YOUR INSTRUCTIONS
Whenever a line below includes the word "CompareGotWantMetrics", copy that line.

Records drawn from a dataset
● ● ● ● ● ● ●

PR #7279, opened 2024-05-29
stats/opentelemetry: Add e2e testing for CSM Observability

zasweq:
This PR adds the e2e testing for CSM Observability. It refactors common logic shared with OpenTelemetry e2e tests into internal/testingutils.

Alongside this, this PR deletes the Target Attribute filter and adds a unit test for the method attribute filter. The target attribute filter used to be part of the OTel API, but was deleted as it was realized it was too much complexity for a use case we don't even know if users want: https://github.com/grpc/proposal/pull/431. The method attribute filter I simply forgot to unit test.

RELEASE NOTES:
* stats/opentelemetry/csm: Add CSM Observability.

### DIFF
--- a/stats/opentelemetry/csm/observability_test.go
+++ b/stats/opentelemetry/csm/observability_test.go
@@ -37,7 +37,7 @@ import (
 	testpb "google.golang.org/grpc/interop/grpc_testing"
 	"google.golang.org/grpc/metadata"
 	"google.golang.org/grpc/stats/opentelemetry"
-	"google.golang.org/grpc/stats/opentelemetry/internal/testingutils"
+	"google.golang.org/grpc/stats/opentelemetry/internal/testutils"
 )
 
 // setupEnv configures the environment for CSM Observability Testing. It returns
@@ -126,7 +126,7 @@ func (s) TestCSMPluginOption(t *testing.T) {
 		// the interceptor level that can plumb metadata exchange header in.
 		unaryCallFunc     func(ctx context.Context, in *testpb.SimpleRequest) (*testpb.SimpleResponse, error)
 		streamingCallFunc func(stream testgrpc.TestService_FullDuplexCallServer) error
-		opts              testingutils.MetricDataOptions
+		opts              testutils.MetricDataOptions
 	}{
 		// Different permutations of operations that should all trigger csm md
 		// exchange labels to be written on the wire.
@@ -145,7 +145,7 @@ func (s) TestCSMPluginOption(t *testing.T) {
 					}
 				}
 			},
-			opts: testingutils.MetricDataOptions{
+			opts: testutils.MetricDataOptions{
 				CSMLabels:            csmLabels,
 				UnaryMessageSent:     true,
 				StreamingMessageSent: false,
@@ -164,7 +164,7 @@ func (s) TestCSMPluginOption(t *testing.T) {
 					}
 				}
 			},
-			opts: testingutils.MetricDataOptions{
+			opts: testutils.MetricDataOptions{
 				CSMLabels:            csmLabels,
 				UnaryMessageSent:     false,
 				StreamingMessageSent: false,
@@ -189,7 +189,7 @@ func (s) TestCSMPluginOption(t *testing.T) {
 					}
 				}
 			},
-			opts: testingutils.MetricDataOptions{
+			opts: testutils.MetricDataOptions{
 				CSMLabels:            csmLabels,
 				UnaryMessageSent:     true,
 				StreamingMessageSent: false,
@@ -213,7 +213,7 @@ func (s) TestCSMPluginOption(t *testing.T) {
 					}
 				}
 			},
-			opts: testingutils.MetricDataOptions{
+			opts: testutils.MetricDataOptions{
 				CSMLabels:            csmLabels,
 				UnaryMessageSent:     true,
 				StreamingMessageSent: false,
@@ -237,7 +237,7 @@ func (s) TestCSMPluginOption(t *testing.T) {
 					}
 				}
 			},
-			opts: testingutils.MetricDataOptions{
+			opts: testutils.MetricDataOptions{
 				CSMLabels:            csmLabels,
 				UnaryMessageSent:     true,
 				StreamingMessageSent: true,
@@ -294,8 +294,8 @@ func (s) TestCSMPluginOption(t *testing.T) {
 
 			opts := test.opts
 			opts.Target = ss.Target
-			wantMetrics := testingutils.MetricData(opts)
-			testingutils.CompareGotWantMetrics(ctx, t, mr, gotMetrics, wantMetrics)
+			wantMetrics := testutils.MetricData(opts)
+			testutils.CompareGotWantMetrics(ctx, t, mr, gotMetrics, wantMetrics)
 		})
 	}
 }
@@ -435,7 +435,7 @@ func (s) TestxDSLabels(t *testing.T) {
 					{
 						Attributes: attribute.NewSet(unaryMethodClientSideEnd...),
 						Count:      1,
-						Bounds:     testingutils.DefaultLatencyBounds,
+						Bounds:     testutils.DefaultLatencyBounds,
 					},
 				},
 				Temporality: metricdata.CumulativeTemporality,
@@ -450,7 +450,7 @@ func (s) TestxDSLabels(t *testing.T) {
 					{
 						Attributes:   attribute.NewSet(unaryMethodClientSideEnd...),
 						Count:        1,
-						Bounds:       testingutils.DefaultSizeBounds,
+						Bounds:       testutils.DefaultSizeBounds,
 						BucketCounts: unaryBucketCounts,
 						Min:          unaryExtrema,
 						Max:          unaryExtrema,
@@ -469,7 +469,7 @@ func (s) TestxDSLabels(t *testing.T) {
 					{
 						Attributes:   attribute.NewSet(unaryMethodClientSideEnd...),
 						Count:        1,
-						Bounds:       testingutils.DefaultSizeBounds,
+						Bounds:       testutils.DefaultSizeBounds,
 						BucketCounts: unaryBucketCounts,
 						Min:          unaryExtrema,
 						Max:          unaryExtrema,
@@ -488,7 +488,7 @@ func (s) TestxDSLabels(t *testing.T) {
 					{
 						Attributes: attribute.NewSet(unaryMethodAttr, targetAttr, unaryStatusAttr),
 						Count:      1,
-						Bounds:     testingutils.DefaultLatencyBounds,
+						Bounds:     testutils.DefaultLatencyBounds,
 					},
 				},
 				Temporality: metricdata.CumulativeTemporality,
@@ -496,7 +496,7 @@ func (s) TestxDSLabels(t *testing.T) {
 		},
 	}
 
-	testingutils.CompareGotWantMetrics(ctx, t, mr, gotMetrics, wantMetrics)
+	testutils.CompareGotWantMetrics(ctx, t, mr, gotMetrics, wantMetrics)
 }
 
 // TestObservability tests that Observability global function compiles and runs
--- a/stats/opentelemetry/csm/observability_test.go
+++ b/stats/opentelemetry/csm/observability_test.go
@@ -1,0 +1,508 @@
+/*
+ *
+ * Copyright 2024 gRPC authors.
+ *
+ * Licensed under the Apache License, Version 2.0 (the "License");
+ * you may not use this file except in compliance with the License.
+ * You may obtain a copy of the License at
+ *
+ *     http://www.apache.org/licenses/LICENSE-2.0
+ *
+ * Unless required by applicable law or agreed to in writing, software
+ * distributed under the License is distributed on an "AS IS" BASIS,
+ * WITHOUT WARRANTIES OR CONDITIONS OF ANY KIND, either express or implied.
+ * See the License for the specific language governing permissions and
+ * limitations under the License.
+ *
+ */
+
+package csm
+
+import (
+	"context"
+	"errors"
+	"io"
+	"os"
+	"testing"
+
+	"go.opentelemetry.io/otel/attribute"
+	"go.opentelemetry.io/otel/sdk/metric"
+	"go.opentelemetry.io/otel/sdk/metric/metricdata"
+	"google.golang.org/grpc"
+	"google.golang.org/grpc/encoding/gzip"
+	istats "google.golang.org/grpc/internal/stats"
+	"google.golang.org/grpc/internal/stubserver"
+	"google.golang.org/grpc/internal/testutils/xds/bootstrap"
+	testgrpc "google.golang.org/grpc/interop/grpc_testing"
+	testpb "google.golang.org/grpc/interop/grpc_testing"
+	"google.golang.org/grpc/metadata"
+	"google.golang.org/grpc/stats/opentelemetry"
+	"google.golang.org/grpc/stats/opentelemetry/internal/testingutils"
+)
+
+// setupEnv configures the environment for CSM Observability Testing. It returns
+// a cleanup function to be invoked to clear the environment.
+func setupEnv(t *testing.T, resourceDetectorEmissions map[string]string, nodeID string, csmCanonicalServiceName string, csmWorkloadName string) func() {
+	clearEnv()
+
+	cleanup, err := bootstrap.CreateFile(bootstrap.Options{
+		NodeID:    nodeID,
+		ServerURI: "xds_server_uri",
+	})
+	if err != nil {
+		t.Fatalf("failed to create bootstrap: %v", err)
+	}
+	os.Setenv("CSM_CANONICAL_SERVICE_NAME", csmCanonicalServiceName)
+	os.Setenv("CSM_WORKLOAD_NAME", csmWorkloadName)
+
+	var attributes []attribute.KeyValue
+	for k, v := range resourceDetectorEmissions {
+		attributes = append(attributes, attribute.String(k, v))
+	}
+	// Return the attributes configured as part of the test in place
+	// of reading from resource.
+	attrSet := attribute.NewSet(attributes...)
+	origGetAttrSet := getAttrSetFromResourceDetector
+	getAttrSetFromResourceDetector = func(context.Context) *attribute.Set {
+		return &attrSet
+	}
+
+	return func() {
+		cleanup()
+		os.Unsetenv("CSM_CANONICAL_SERVICE_NAME")
+		os.Unsetenv("CSM_WORKLOAD_NAME")
+		getAttrSetFromResourceDetector = origGetAttrSet
+	}
+}
+
+// TestCSMPluginOption tests the CSM Plugin Option and labels. It configures the
+// environment for the CSM Plugin Option to read from. It then configures a
+// system with a gRPC Client and gRPC server with the OpenTelemetry Dial and
+// Server Option configured with a CSM Plugin Option with certain unary and
+// streaming handlers set to induce different ways of setting metadata exchange
+// labels, and makes a Unary RPC and a Streaming RPC. These two RPCs should
+// cause certain recording for each registered metric observed through a Manual
+// Metrics Reader on the provided OpenTelemetry SDK's Meter Provider. The CSM
+// Labels emitted from the plugin option should be attached to the relevant
+// metrics.
+func (s) TestCSMPluginOption(t *testing.T) {
+	resourceDetectorEmissions := map[string]string{
+		"cloud.platform":     "gcp_kubernetes_engine",
+		"cloud.region":       "cloud_region_val", // availability_zone isn't present, so this should become location
+		"cloud.account.id":   "cloud_account_id_val",
+		"k8s.namespace.name": "k8s_namespace_name_val",
+		"k8s.cluster.name":   "k8s_cluster_name_val",
+	}
+	nodeID := "projects/12345/networks/mesh:mesh_id/nodes/aaaa-aaaa-aaaa-aaaa"
+	csmCanonicalServiceName := "csm_canonical_service_name"
+	csmWorkloadName := "csm_workload_name"
+	cleanup := setupEnv(t, resourceDetectorEmissions, nodeID, csmCanonicalServiceName, csmWorkloadName)
+	defer cleanup()
+
+	attributesWant := map[string]string{
+		"csm.workload_canonical_service": csmCanonicalServiceName, // from env
+		"csm.mesh_id":                    "mesh_id",               // from bootstrap env var
+
+		// No xDS Labels - this happens in a test below.
+
+		"csm.remote_workload_type":              "gcp_kubernetes_engine",
+		"csm.remote_workload_canonical_service": csmCanonicalServiceName,
+		"csm.remote_workload_project_id":        "cloud_account_id_val",
+		"csm.remote_workload_cluster_name":      "k8s_cluster_name_val",
+		"csm.remote_workload_namespace_name":    "k8s_namespace_name_val",
+		"csm.remote_workload_location":          "cloud_region_val",
+		"csm.remote_workload_name":              csmWorkloadName,
+	}
+
+	var csmLabels []attribute.KeyValue
+	for k, v := range attributesWant {
+		csmLabels = append(csmLabels, attribute.String(k, v))
+	}
+	ctx, cancel := context.WithTimeout(context.Background(), defaultTestTimeout)
+	defer cancel()
+	tests := []struct {
+		name string
+		// To test the different operations for Unary and Streaming RPC's from
+		// the interceptor level that can plumb metadata exchange header in.
+		unaryCallFunc     func(ctx context.Context, in *testpb.SimpleRequest) (*testpb.SimpleResponse, error)
+		streamingCallFunc func(stream testgrpc.TestService_FullDuplexCallServer) error
+		opts              testingutils.MetricDataOptions
+	}{
+		// Different permutations of operations that should all trigger csm md
+		// exchange labels to be written on the wire.
+		{
+			name: "normal-flow",
+			unaryCallFunc: func(ctx context.Context, in *testpb.SimpleRequest) (*testpb.SimpleResponse, error) {
+				return &testpb.SimpleResponse{Payload: &testpb.Payload{
+					Body: make([]byte, 10000),
+				}}, nil
+			},
+			streamingCallFunc: func(stream testgrpc.TestService_FullDuplexCallServer) error { // this is trailers only - no messages or headers sent
+				for {
+					_, err := stream.Recv()
+					if err == io.EOF {
+						return nil
+					}
+				}
+			},
+			opts: testingutils.MetricDataOptions{
+				CSMLabels:            csmLabels,
+				UnaryMessageSent:     true,
+				StreamingMessageSent: false,
+			},
+		},
+		{
+			name: "trailers-only-unary-streaming",
+			unaryCallFunc: func(ctx context.Context, in *testpb.SimpleRequest) (*testpb.SimpleResponse, error) {
+				return nil, errors.New("some error") // return an error and no message - this triggers trailers only - no messages or headers sent
+			},
+			streamingCallFunc: func(stream testgrpc.TestService_FullDuplexCallServer) error {
+				for {
+					_, err := stream.Recv()
+					if err == io.EOF {
+						return nil
+					}
+				}
+			},
+			opts: testingutils.MetricDataOptions{
+				CSMLabels:            csmLabels,
+				UnaryMessageSent:     false,
+				StreamingMessageSent: false,
+				UnaryCallFailed:      true,
+			},
+		},
+		{
+			name: "set-header-client-server-side",
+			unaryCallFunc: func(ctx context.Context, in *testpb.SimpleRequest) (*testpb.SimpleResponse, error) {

● ● ● ● ● ● ●

THE COMPLETED TASK
-			testingutils.CompareGotWantMetrics(ctx, t, mr, gotMetrics, wantMetrics)
+			testutils.CompareGotWantMetrics(ctx, t, mr, gotMetrics, wantMetrics)
-	testingutils.CompareGotWantMetrics(ctx, t, mr, gotMetrics, wantMetrics)
+	testutils.CompareGotWantMetrics(ctx, t, mr, gotMetrics, wantMetrics)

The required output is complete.